I do Facebook, which gives me pleasure, however, they are posts between friends and prayer requests mostly, which I respond to with prayer. I don't know where to search to find like minded people to converse with. As far as my family, you are right in the respect that they think I just won't flip that button and go find a friend. I don't complain, they just know that I don't like going out and I don't like to drive. As for finding a friend, at my age, also being female, real friends have been cultivated over the years. Being married for almost 30 years, ex was my best friend. We did everything together and I had no female best friend that I did anything with. Then divorce and work came along, no friends there either. You ladies know that your best friends are the ones you have been with for quite a while.
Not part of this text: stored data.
PR #648, opened 2026-09-17
docs(readme): phase 4 — make the document's order the order `## Contents` claims, and pin it

ZacxDev:
Phase 4 of the README reduction (rank 7 in `claudedocs/handoff-readme-reduction.md`). Byte-neutral: the file goes 277,826 → 277,820, and the six bytes are the six `#` characters the promotion below removes.

## The defect

`## Contents` described an outline nobody had written.

- it listed `Command reference` last in "Get started" while the document put it after two "Author an App" sections;
- it listed `The blockId`, `Templates`, `The host handshake`, `Local dev loop`, `Preview in the real host` and `Examples` as flat top-level entries while all six were `###` subsections nested inside `## Command reference`;
- it grouped `Browse the public API`, `Download model files` and `Scripting with --json` under "Use the API" while the document had them sandwiched between the authoring sections and `## Validate fidelity`.

Every navigation guard in `readme_nav_test.go` was green throughout, and correctly so: all of them assert **presence** — a heading has a TOC line, a TOC line has a heading. A table of contents can satisfy both directions and still be a map of a different document.

## What changed in `README.md`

Also, not to make an excuse, the town I live in are quite tight...if you didn't go to the local high school and have a commonality there, you are not welcome. Obviously, I went to the rival high school. I know that sounds crazy since we are so much older, however, people in this town are pretty snooty. I would love to join a local group that got together weekly, none are around. I went to a church several years ago to meet people, signed several sheets to go bowling, go out and eat, get together in many capacities, never heard back regarding one sheet. So I have tried...thus, this is my lonely which was the topic. Thank you few ladies for having the compassion for another person who truly IS lonely. God will bless you.

Esteemed Contributor
Posts: 7,829
Registered: ‎03-18-2010

@sunshine45 wrote:

i love being alone sometimes......and make a point to be that way as often as possible. i find it very helpful to maintaining peace and tranquility in my life. i live with four to six adults at any given time and it isnt always easy, especially when three of them are your children. LOL

 

i enjoy going out by myself to dinner or for drinks sometimes, getting away for a weekend or staying an extra day after everyone leaves, or just walking/shopping by myself.


I love being alone too @sunshine45. While I only live w my husband my family is over here a lot and I desperately NEED that time.

 

I have gone on vacation just by myself too and it was great. My husband did not understand that but he knows I am not like most girls and accepts that about me and I love that about him. I think vacationing by myself was great.

 

I was never a person that needed to be around people to feel good. I am a social creature for sure but I am also just as comfortable all by myself. 

Those who make peaceful revolution impossible will make violent revolution inevitable.